Data in this exercise Start Marker
PR #3358, opened 2016-10-03
fix server not propagating errors on prehandler(promise) + handler error (#3242)

### LINKED ISSUE #3242: Using promises in prehandlers causes exceptions to be swallowed in handlers.
I have the following test case, when you send a request to the server it will hang. It doesn't respond, and nothing is logged to the console (this cost me hours of debugging earlier :/)

``` javascript
const Hapi = require('hapi');

server.connection({ host: 'localhost', port: 8999 });

const pre = (request, reply) => {
  return reply(Promise.resolve('FROM PRE HANDLER'))
};

server.route({
    method: 'GET',
    path:'/', 
    config: {
      pre: [{ method: pre, assign: 'test' }]
    },

        throw new Error('this is an error ' + request.pre.test)
        return reply('hello world ' + request.pre.test);
    }
});

server.start((err) => {
    if (err) { throw err; }
    console.log('Server running at:', server.info.uri);
});
```

@nlf, I saw this which might be related https://github.com/hapijs/hapi/issues/3102 but the fix https://github.com/hapijs/hapi/commit/8babca3ef9271ede738b0377d628e62c94d24f04 doesn't cover this either. I'm trying to debug this further and provide a fix, but I'm not a promises expert, finding it tough to get to the bottom of it so maybe someone might be able to help!

This is with hapi@13.5.0 on Node 6.

turtleDev:
This patch proposes a fix for #3242 ; 

The fix revolves around explicit domain bindings and execution of promise handler from the event loop (using process.nextTick) so that the error is not swallowed up by the promise itself (which was basically leading to a deadlock; the promise never fully resolved, and the callback is never called )

This is technically a bugfix, and I wasn't sure if I'm supposed to increase the patch version number, so I'll leave it up to you guys.

### DIFF
--- a/lib/response.js
+++ b/lib/response.js
@@ -455,17 +455,22 @@ internals.Response.prototype._prepare = function (next) {
 
     const onDone = (source) => {
 
-        if (source instanceof Error) {
-            return next(Boom.wrap(source));
-        }
+        // do not use Hoek.nextTick because it will not work as intended
 
-        if (source instanceof internals.Response) {
-            return source._processPrepare(next);
-        }
+        process.nextTick(() => {
 
-        this._setSource(source);
-        this._passThrough();
-        this._processPrepare(next);
+            if (source instanceof Error) {
+                return next(Boom.wrap(source));
+            }
+
+            if (source instanceof internals.Response) {
+                return source._processPrepare(next);
+            }
+
+            this._setSource(source);
+            this._passThrough();
+            this._processPrepare(next);
+        });
     };
 
     const onError = (source) => {
--- a/lib/response.js
+++ b/lib/response.js
@@ -453,25 +453,20 @@ internals.Response.prototype._prepare = function (next) {
         return this._processPrepare(next);
     }
 
-    const onDone = (source) => {
+    const onDone = Hoek.nextTick((source) => {
 
-        // do not use Hoek.nextTick because it will not work as intended
+        if (source instanceof Error) {
+            return next(Boom.wrap(source));
+        }
 
-        process.nextTick(() => {
+        if (source instanceof internals.Response) {
+            return source._processPrepare(next);
+        }
 
-            if (source instanceof Error) {
-                return next(Boom.wrap(source));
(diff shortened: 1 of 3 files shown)


johnbrett:
Can confirm this fixes #3242 - Thank you for this @turtleDev!

turtleDev:
@johnbrett it was a pleasure :smile:

Marsup:
Looks very similar to the previous PR, doesn't exit the server anymore @johnbrett ?

lib/response.js
```diff
@@ -455,17 +455,22 @@ internals.Response.prototype._prepare = function (next) {
 
     const onDone = (source) => {
 
-        if (source instanceof Error) {
-            return next(Boom.wrap(source));
-        }
+        // do not use Hoek.nextTick because it will not work as intended
```
nlf: hoek's nextTick drops context so `this` would become invalid in this case

nlf: that's a good point, what didn't work for you here @turtleDev?

johnbrett:
Yep - very similar @Marsup. It seems to be be that not using `Hoek.nextTick` is the only difference, I don't really understand why it makes the difference though :/

turtleDev:
@johnbrett `Hoek.nextTick` will work too, see https://github.com/hapijs/hapi/pull/3358#discussion_r81996518

lib/response.js
Marsup: See https://github.com/hapijs/hapi/pull/3202/files#diff-d86a59ede7d999db4b7bc43cb25a1c11R399, it doesn't have to be weird :)

turtleDev: ahh yes, I realized this after I updated my comment. Thanks for pointing that out.

turtleDev:
@johnbrett @Marsup Hello guys! Any updates on when this PR will be reviewed and /or merged?

Marsup:
I'm 👍 on this, we're not the ones to convince, @hueniverse is.

Issue #3378, opened 2016-11-12
Server fails to reuse Boom object


wwalser:
I am re-creating this issue which was opened https://github.com/hapijs/boom/issues/140 which is more likely an issue inside Hapi. I've seen the same behavior on an older vertion of Hapi and Boom (see original issue for my comment).

------- pasted issue -------

I recently started a new project and since I have used Hapi before and was happy with it, I used it again.

I have everything modularized, nice and pretty. The project includes a handlers folder with files that each contains handlers for the same resource. For example, in the same file, I would have a handler to get a resource by its ID and another one that would update a resource by its ID. Since I want handlers of the same resource to return the same errors (in the previous example, an example would be a Boom.notFound('Resource was not found');), I store them in a const and use the const where needed.

In my previous project, this gave me no issue, but it does now. The issue is that the server becomes unresponsive after the second call. Trying to find the source of the problem, I came up with the following code that reproduces the issue:

```javascript
'use strict';

const Boom = require('boom');
const Hapi = require('hapi');

const ERROR_TEST = Boom.forbidden('Error Test');

const server = new Hapi.Server();
server.connection({ port: 3000 });

server.route({
    method: 'GET',
    path: '/',
    handler: function (request, reply) {
        reply(ERROR_TEST);
    }
});

server.start((err) => {

    if (err) {
        throw err;
    }
    console.log(`Server running at: ${server.info.uri}`);
});
```

With this code, I call the server and I get an error response, as expected. If I call it again, there's no response from the server. If I call it a third time, there's no response from the server. All subsequent calls return no response.

If I replace the const for its value, everything works, so I have been changing my code accordingly, but I know that in the previous project the server worked without the replacement. This indicates me that there was a bug introduced in later versions of either hapi or more likely, boom.

The problem is not solely with Boom.forbidden(). I have tried the same code with Boom.badRequest(), Boom.unauthorized(), Boom.paymentRequired(), and Boom.notFound(). I'm guessing that the other errors will behave similarly.

## Old Project

node version: v6.0.0
hapi version: ^13.5.0
boom version: ^3.2.1
os: Debian Jessie
Inside a Docker Container

## New Project

node version: v6.0.0
hapi version: ^15.0.3
boom version: ^4.0.0
os: Debian Jessie
Inside a Docker Container
Test Code in this issue

node version: v6.0.0
hapi version: ^15.2.0
boom version: ^4.2.0
os: OS X El Capitán
Outside a Docker Container

[...]

PR #3380, opened 2016-11-16
Ensure Boom objects can be reused - Fix for issue #3378

wwalser:
Fix for #3378 Let me know when it's all clear and I'll squash.

Cheers,
Wes

### DIFF
--- a/lib/transmit.js
+++ b/lib/transmit.js
@@ -110,11 +110,11 @@ internals.marshal = function (request, next) {
 
 internals.fail = function (request, boom, callback) {
 
-    const error = boom.output;
+    const error = Hoek.clone(boom.output);
     const response = new Response(error.payload, request);
     response._error = boom;
     response.code(error.statusCode);
-    response.headers = Hoek.clone(error.headers);
+    response.headers = error.headers;
     request.response = response;                            // Not using request._setResponse() to avoid double log
 
     internals.marshal(request, (err) => {
--- a/lib/transmit.js
+++ b/lib/transmit.js
@@ -114,7 +114,7 @@ internals.fail = function (request, boom, callback) {
     const response = new Response(error.payload, request);
     response._error = boom;
     response.code(error.statusCode);
-    response.headers = error.headers;
+    response.headers = Hoek.clone(error.headers);
     request.response = response;                            // Not using request._setResponse() to avoid double log
 
     internals.marshal(request, (err) => {
--- a/test/transmit.js
+++ b/test/transmit.js
@@ -1400,6 +1400,49 @@ describe('transmission', () => {
             });
         });
 
+        it('boom object reused does not affect encoding header.', (done) => {
+
+            const error = Boom.badRequest();
+            const data = JSON.stringify({
+                statusCode: error.output.statusCode,
+                error: error.message
+            });
+
+            const server = new Hapi.Server();
+            server.connection();
+
+            const handler = function (request, reply) {
+
+                return reply(error);
+            };
+
+            server.route({ method: 'GET', path: '/', handler });
+            server.start((err) => {
+
+                expect(err).to.not.exist();
+
+                const uri = 'http://localhost:' + server.info.port;
+
+                Zlib.gzip(new Buffer(data), (err, zipped) => {
+
+                    expect(err).to.not.exist();
+
+                    Wreck.get(uri, { headers: { 'accept-encoding': 'gzip' } }, (err, res, body) => {
+
+                        expect(err).to.not.exist();
+                        expect(body.toString()).to.equal(zipped.toString());
+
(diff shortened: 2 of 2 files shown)


wwalser:
Added an additional regression test based on comments in the issue's discussion thread, see #3378.

AdriVanHoudt:
I think this is correct unless @hueniverse knows of a better fix.
Only thing I worry about might be perf with all the cloning

kanongil:
I'm confused – why should this be supported? Boom objects are not designed for reuse.

Marsup:
Same for me, I feel that it's a bad pattern. Pre-generating errors won't improve your performance by any means (if that's the intention), and you'll lose a meaningful way of debugging, that is stacktraces. I'd favor error factories for that.

AdriVanHoudt:
I can agree on that, I wouldn't do it either but the way hapi handles it now does not feel correct either

devinivy:
I agree with both sides– ideally I'd like to see hapi deal with this better, but booms are _actual_ `Error`s, which shouldn't be reused.

arb:
`clone` also isn't cheap and should only be used as a last ditch.

wwalser:
I was concerned as well but having read Boom more carefully I think the `.output` objects are so shallow and simple that it shouldn't be a problem.

Here is an example of common content of `.output` at the time that we clone it based on Boom's implementation of `.wrap` and `.initialize`:
```javascript
    error.output = {
        statusCode: 500,
        payload: {
            message: 'An internal server error occurred'
        },
        headers: {}
    };
```

AdriVanHoudt:
What is the reason the headers are copied? For errors like unauthorized right?
If so another solution could be to handle the special content-encoding case.

I do agree that hapi should not modify (boom) errors you give it.

devinivy:
I'm not first and foremost concerned with performance here.  The reason I'm not into supporting reuse is that boom is an `Error`, and thus holds information like `boomErr.stack` that is absolutely particular to moment that the error occurs.  `Error`s in general aren't good candidates for reuse.  If you want reusable const-style errors, consider adding a reply decoration that accepts a reusable error code.

At the same time, I do see how hapi hanging upon error reuse is very confusing and isn't ideal.

wwalser:
> What is the reason the headers are copied?

Headers are added by two of Boom's errors, `unauthorized` and `methodNotAllowed`.

> At the same time, I do see how hapi hanging upon error reuse is very confusing and isn't ideal.

Hapi doesn't actually hang. It responds with headers that don't match the content causing clients to display no output because it can't decode it properly. [See my comment in the original thread](https://github.com/hapijs/hapi/issues/3378#issuecomment-260802252).

AdriVanHoudt:
@wwalser I meant that by 'hanging up' ^^ 

I think we all agree that the use case is an anti pattern that you should not be doing but is this a bug then or not?
It feels like hapi should play nice though :/

wwalser:
A few thoughts re: is this a bug?

1. Hapi's behavior of respecting an error's `content-encoding` and assuming the API user has already encoded their content thus returning a content body that can't be decoded is not a bug. However, because of how confusing this case can be, I would love to have an error, warning or _some_ indication that this is what is happening. Multiple people opened an issue believing this to be a bug and it took 3 people reading through the call path to uncover what was happening and why.
2. Reusing Boom's is and anti pattern. I feel compelled to point out that it is only an anti-pattern because the `Error` is instantiated upon _creation_ and not on _use_. It seems to me that this fact could in fact be the anti-pattern though I'm not sure. It is indeed very easy to use `const userNotFound = ()=>Boom.unauthorized('…', '…');` instead of `const userNotFound = Boom.unauthorized('…', '…')`.
3. The fact that mutation occurs still bothers me but I respect the fact that I lean toward immutability and purity whereas most of the JS community does not.

I feel that prescribing what should be done would be to step out of bounds as someone who has just shown up. I defer to those who have cared for and crafted Hapi for much longer than myself. Thanks for looking into the issue and PR :).

AdriVanHoudt:
1: agree
2: this is just how js errors work?
3: I would also prefer that hapi did not modify the error
4: As a hapi user you are very much entitled to an opinion, that is why we have this PR system :P But I also don't feel like I'm experienced enough to call this one :D

wwalser:
> 2: this is just how js errors work?
I only meant that there's no need for Boom to create it's internal Error until the Boom is actually being handled by Hapi. If it instead created the Error at the time of use instead of instantiation the stack traces would be correct regardless of the way that the Booms are created, referenced, copied etc.

AdriVanHoudt:
Well since Boom errors are actual errors but with more info I think that would be weird but I see where you come from

hueniverse:
1. You should not reuse errors.
2. hapi should not mess around with user responses, errors or otherwise.

This is not the right solution, but the tests are useful.

PR #3401, opened 2016-12-01
Attempt to fix #3399 where it crashes on route prerequisites when no domain is present

### LINKED ISSUE #3399: Regression on 16, lib/handlers.js
Hi everyone.

I'm experiencing a regression on 16. One of the routes on my hapi application won't respond. This route has a prerequisite without assignment and the error is triggered while still inside the pre.

The line that's causing problem is the 65th of lib/handler.js. The error says that domain is undefined, thus it cannot read it's bind property.

To fix the error, the only thing I did was change ^16.0.0 in my package.json to ^15.2.0, delete the node_modules and reinstall. Now everything works as it always did.

Sadly I can't give you access to my code and I don'T have the time at the moment to create a server which exhibits the bug. I'll try to do one soon.

Thank you.

sirgallifrey:
I wrote a failing test witch match the description on #3399 and added a check to see if domain exists before binding. I also changed `domain = process.domain` to `domain = request.domain` to prevent the test domain from being used.

I'm sorry in advance if this fix is no good, I just recently started to studying the hapi internals

### DIFF
--- a/lib/handler.js
+++ b/lib/handler.js
@@ -54,7 +54,7 @@ internals.prerequisites = function (request, callback) {
         }, nextSet);
     };
 
-    const domain = process.domain;      // Save a reference to the current domain
+    const domain = request.domain;      // Save a reference to the current domain
 
     Items.serial(request._route._prerequisites, each, (err) => {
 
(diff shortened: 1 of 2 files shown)


hueniverse:
Don't apologize in advance (or after the fact for that matter) for making a mistake. I don't know if you have, I'm just saying in general. I appreciate the effort. I'll review this week.

simlevesque:
I'll be able to test this PR on my machine environement later today.

AdriVanHoudt:
@sirgallifrey yeah no need to say sorry, we appreciate every contribution very much!

simlevesque:
This PR solves the bug ! Not much else to say, it used not to work, now it does.

Thank you very much everyone.

PR #4435, opened 2023-03-16
Explicitly add dependency @hapi/iron

hraban:
Fixes typescript compilation for downstream projects where npm can't flatten this nested dependency into top. The only reason this appears to work here is because it is transitively included by statehood.

Required here:

https://github.com/hapijs/hapi/blob/c6d881ff10e3e102c2af99f117901740ee048d7d/lib/types/server/state.d.ts#L2

### DIFF
--- a/package.json
+++ b/package.json
@@ -33,6 +33,7 @@
     "@hapi/catbox-memory": "^6.0.1",
     "@hapi/heavy": "^8.0.1",
     "@hapi/hoek": "^11.0.2",
+    "@hapi/iron": "^7.0.1",
     "@hapi/mimos": "^7.0.1",
     "@hapi/podium": "^5.0.1",
     "@hapi/shot": "^6.0.1",


hraban:
> Thanks for the PR.
> 
> Just for reference, `@hapi/iron` is already an implicit dependency of hapi through the `@hapi/statehood` dependency.
> 
> While it doesn't change the installed code, I'm not a fan of adding dependencies just to satisfy typescript. Eg. we risk it going out of sync. Maybe there is a better way to handle this?

I guess you could call this a devDependency? Is that transitive? I.e. when installing dev dependencies, does it also install all those dependencies' devDependencies?

Otherwise, the entire point of this .d.ts is moot and it would (absurdly) better be off removed entirely or replaced with some strategic `any`s, because at least then it wouldn't break builds. Of course that's not ideal, but hopefully it highlights the problems with the current situation.

Marsup:
Oops, my PR wasn't supposed to close this one 🤔 Could you test with 21.3.2 and report if it's still an issue?

kanongil:
Statehood [re-exports the iron types](https://github.com/hapijs/statehood/blob/364f7dfefd568288f05135af82f4446ed8db9c21/lib/index.d.ts#L4), so a better fix is to just import those instead.

hraban:
I'm not involved with the code that uses this anymore so I can't test anything nor give feedback I'm afraid. Godspeed!

PR #4457, opened 2023-08-28
Update LICENSE.md

faridSopian:
Make it more proffesional to read


Nargonath (commented):
Thank you for the suggestion but I assume we're going to keep it the way it is right now.

PR #4458, opened 2023-09-13
remove cjihrig from TSC

cjihrig:
I have not had the time to contribute as much as I would like and no longer use Node in my day job, so it's probably best to remove myself.


Nargonath (approved):
It's sad to you go but I understand.

PR #4466, opened 2023-10-15
Change `ServerRoute`'s `handler` type to & `HandlerDecorations`

hhanesand:
Seems like this type definition should use & and not | if the intent is to merge properties from HandlerDecorations into the lifecycle handler.


Marsup:
I don't think it's the same thing, the handler can either be a method or an object matching a decoration (such as [here](https://hapi.dev/tutorials/servingfiles/?lang=en_US#filehandler)), it can't be both.

PR #4473, opened 2023-11-15
Node 20 fixes

kanongil:
This fixes the test suite for node v18, v20 and v21 on my mac.

### DIFF
--- a/lib/transmit.js
+++ b/lib/transmit.js
@@ -284,9 +284,7 @@ internals.end = function (env, event, err) {
     env.team = null;
 
     if (request.raw.res.writableEnded) {
-        if (!event) {
-            request.info.responded = Date.now();
-        }
+        request.info.responded = Date.now();
 
         team.attend();
         return;
--- a/test/transmit.js
+++ b/test/transmit.js
@@ -428,7 +428,7 @@ describe('transmission', () => {
             const log = server.events.once('response');
             const client = Net.connect(server.info.port, () => {
 
-                client.write('GET / HTTP/1.1\r\naccept-encoding: gzip\r\n\r\n');
+                client.write('GET / HTTP/1.1\r\nHost: host\r\naccept-encoding: gzip\r\n\r\n');
             });
 
             const [request] = await log;
--- a/.labrc.js
+++ b/.labrc.js
@@ -1,0 +1,9 @@
+'use strict';
+
+const Somever = require('@hapi/somever');
+
+module.exports = {
+    'coverage-predicates': {
+        allowsStoppedReq: Somever.match(process.version, '<=18'),
+    }
+};
--- a/lib/core.js
+++ b/lib/core.js
@@ -506,6 +506,12 @@ exports = module.exports = internals.Core = class {
 
         return (req, res) => {
 
+            // $lab:coverage:off$ $not:allowsStoppedReq$
+            if (this.phase === 'stopping') {
+                return req.destroy();
+            }
+            // $lab:coverage:on$ $not:allowsStoppedReq$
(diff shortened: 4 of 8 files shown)


kanongil:
Hmm, strange that the `macOS` runners fail, when they work locally (on M1 macOS 14.1.1).

Looking at the failing tests, it seems that `request.active()` never returns `false`.
The "*Request  active() exits handler early when request is no longer active*" test case seems central.

The "*Request _postCycle() skips onPreResponse when validation terminates request*" test does not directly use `request.active()` but it might still rely on the internal version of this.

I don't have a macOS 12 machine to test on, so I'm not really able to debug further.

Even stranger, the tests [passes on node 18](https://github.com/hapijs/hapi/actions/runs/6800372695/job/18488761001?pr=4472), but [fails again on node 20](https://github.com/hapijs/hapi/actions/runs/6800372695/job/18488760694?pr=4472#step:5:39).

Nargonath:
Looks like we have some flakiness at play here. I restarted the 3 failed macos jobs and now macos node@14 passes whereas it didn't before. This might explain why it works on your machine @kanongil but not in the CI.

lib/transmit.js
```diff
@@ -284,9 +284,7 @@ internals.end = function (env, event, err) {
     env.team = null;
 
     if (request.raw.res.writableEnded) {
-        if (!event) {
-            request.info.responded = Date.now();
-        }
+        request.info.responded = Date.now();
```
Nargonath, line 287: Why did you remove the `!event` check?

test/transmit.js
```diff
@@ -428,7 +428,7 @@ describe('transmission', () => {
             const log = server.events.once('response');
             const client = Net.connect(server.info.port, () => {
 
-                client.write('GET / HTTP/1.1\r\naccept-encoding: gzip\r\n\r\n');
+                client.write('GET / HTTP/1.1\r\nHost: host\r\naccept-encoding: gzip\r\n\r\n');
```
Nargonath, line 431: Why did you add the `Host` header?

Nargonath (approved):
code LGTM, I had some questions for my own curiosity.

lib/transmit.js
kanongil: Because the early `req.destroy()` call removes the only test case that has a non-`null` event, making it fail coverage. I don't think there are any other ways to end up with `res.writableEnded` along with an event, and if there is such a corner case, the damage will be negligible.

test/transmit.js
kanongil: Because it is required to be a valid HTTP/1.1 request, and the node v20+ parser is more pedantic, no longer generating requests from this.

kanongil:
> Looks like we have some flakiness at play here. I restarted the 3 failed macos jobs and now macos node@14 passes whereas it didn't before. This might explain why it works on your machine @kanongil but not in the CI.

Ah, it seems that it only fails on runners using macOS 12.6.9, while runners on macOS 12.7 works. I guess not all `macos-latest` runners are identical…

I have been doing some experiments, and the tests seem to pass when using the `macos-11` or `macos-13` (beta) runners, so that might be a way to fix this for now.

lib/transmit.js
Nargonath: Alright, thanks for the explanation.

test/transmit.js
Nargonath: Ok, thanks.

Nargonath:
Thanks for the investigation on the CI. We probably shouldn't block this PR for this and can handle it in another PR.

PR #4474, opened 2023-11-17
Remove support for pre v16 joi

kanongil:
The last joi@15.1.1 was release more than 4 years ago. It should be safe to drop (in a breaking release).

This also removes several npm deprecation notices when installing dev dependencies.

### DIFF
--- a/lib/validation.js
+++ b/lib/validation.js
@@ -126,7 +126,7 @@ internals.input = async function (source, request) {
         const schema = request.route.settings.validate[source];
         const bind = request.route.settings.bind;
 
-        var value = await (typeof schema !== 'function' ? internals.validate(request[source], schema, localOptions) : schema.call(bind, request[source], localOptions));
+        var value = await (typeof schema !== 'function' ? schema.validateAsync(request[source], localOptions) : schema.call(bind, request[source], localOptions));
         return;
     }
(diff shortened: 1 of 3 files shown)


Marsup (approved):

jonathansamines (approved):

damusix:
@kanongil Is this still a valid PR? Any chance you can update it if need be? We're converging for a major release and may include this if it's ready.

kanongil:
There might be an issue with this PR, let me check…

kanongil (commented):
We need to keep support for non-async validators, since an external validator might only use this.

Ie. I have removed the logic changes, and this patch just replaces the legacy joi test, with a custom non-async validator test.

The test failures seem unrelated to this PR. Note that node@14 also a fails while reporting a false positive.

kanongil:
Note that since this no longer changes the logic, this patch could also be applied against the main branch.

damusix:
@kanongil Can you rebase and fix the lint errors on this? 

Screenshot 2025-01-19 at 1 53 29 AM

kanongil:
No – It is already based of the tip of `next`. I have made a [new PR against master](https://github.com/hapijs/hapi/pull/4539), though.

PR #4489, opened 2024-03-15
fix: 🐛 loosen pre typings to allow for better programability

damusix:


damusix:
@kanongil @Marsup we don't like this approach right? Pre typing has def been painful.

Marsup:
IIRC this approach makes no compatibility check between pres and the route, and gives you `any` for inline pres, so I don't think it's the right move.

PR #4494, opened 2024-03-21
Assert on unsupported route method

kanongil:
Use the node.js built-in parseable http method list to reject routes that can never be reached.

Given that this will make hapi fail to start on existing code that inadvertently uses an unsupported method (maybe a typo), this might be more suited for including in a breaking release.

### DIFF
--- a/lib/route.js
+++ b/lib/route.js
@@ -1,6 +1,7 @@
 'use strict';
 
 const Assert = require('assert');
+const Http = require('http');
 
 const Bounce = require('@hapi/bounce');
 const Catbox = require('@hapi/catbox');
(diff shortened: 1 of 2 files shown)


Marsup:
So this would only fail for people using verbs that are outside of any spec? That doesn't look like a breaking change in my book. Could that be a problem for people using unix sockets maybe?

kanongil:
> So this would only fail for people using verbs that are outside of any http spec? That doesn't look like a breaking change in my book. Could that be a problem for people using unix sockets maybe?

Not exactly. The HTTP spec allows any combination of letters with case sensitivity. However, the *node http parser* only supports a limited subset (as listed in [Http.METHODS](https://nodejs.org/api/http.html#httpmethods)), and any outside this will error. As such, any routes with these methods will be unreachable.

kanongil:
Whether unix sockets are used is irrelevant, as this relates to the content of the stream, not how it is made.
Data in this exercise End Marker
Try it: From the entries above, extract only the lines running from the one containing "by 'hanging up' ^^" through the one containing "A few thoughts re: is this a bug?", inclusive.

Output:
@wwalser I meant that by 'hanging up' ^^ 

I think we all agree that the use case is an anti pattern that you should not be doing but is this a bug then or not?
It feels like hapi should play nice though :/

wwalser:
A few thoughts re: is this a bug?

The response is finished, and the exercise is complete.